#### Material provided
PR #915, opened 2016-12-22
Update sift.cpp

sturkmen72:
i think no need to the line
`img.copyTo(gray);`


terfendail:
@sturkmen72 
Could you please squash commits into one?

terfendail:
👍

#### The problem
Could you give again, word for word, the line with "i think no need to the line" and all lines after it through the end of the data? Leave out everything else.

#### Exercise response
i think no need to the line
`img.copyTo(gray);`


terfendail:
@sturkmen72 
Could you please squash commits into one?

terfendail:
👍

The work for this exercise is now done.